Do tobacco companies have an incentive to promote harm reduction products? The role of competition


Levy, D.T., Thirlway, F., Sweanor, D.T., Liber, A.C., Sánchez-Romero, L.M., Meza, R., Douglas, C.E., Cummings, K.M. (2023). Do tobacco companies have an incentive to promote harm reduction products? The role of competition. Nicotine and Tobacco Research, 25(12), 1810-1821. doi: 10.1093/ntr/ntad014.


Background: Some cigarette companies have started to talk about replacing cigarettes with less harmful alternatives, which might include nicotine vaping products (NVPs), heated tobacco products (HTPs) and oral nicotine delivery products (ONDPs). We consider market competition as a primary driver of whether cigarette companies follow through on their stated intentions.

Methods: We focus on the behavior of cigarette companies in the US. We compare competition in the pre- and post-2012 time periods, analyze the impact of the growth in NVPs on smoking prevalence and cigarette company profits, and examine the potential future role of competition.

Results: Since 2006, consumers have broadened their use of non-combustible nicotine delivery products (NCNDPs) to include, inter alia, NVPs, HTPs and ONDPs. US cigarette companies have acquired major stakes in each of these product categories which corresponds to a period of rapidly declining adult smoking prevalence, especially among younger adults (ages 18-24 years). The shifting dynamics of the nicotine product marketplace are also reflected in cigarette company stock prices. While cigarette companies are likely to promote HTPs and ONDPs over NVPs, their incentives will be directly related to competition from independent firms, which in turn will depend on government regulation.

Conclusions: While cigarette companies will back alternatives to combusted tobacco when threatened by competition, the prospects for their lasting conversion to NCNDPs will depend on the extent of such competition, which will be influenced by government regulation of tobacco products.

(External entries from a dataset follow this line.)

PR #191, opened 2020-05-11
Add missing copyright

fabriziocucci:


release.sh
```diff
@@ -1,6 +1,11 @@
 #!/bin/bash
 set -euxo pipefail
```
fornellas, line 3: Perhaps move this after the (c) message.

Implications: Regulations that limit competition from independent firms while also protecting cigarette company profits risk slowing or even reversing recent declines in smoking, especially among youth and young adults. Regulations that reduce the appeal and addictiveness of combusted tobacco products, such as higher cigarette taxes or a reduced nicotine standard, will encourage smokers to quit and/or switch to less harmful non-combusted forms of tobacco. The regulation of non-combustible nicotine delivery products and cigarettes should be proportionate to their relative risks, so that smokers have incentives to switch from combustibles to safer alternatives, and cigarette companies have incentives to promote safer products.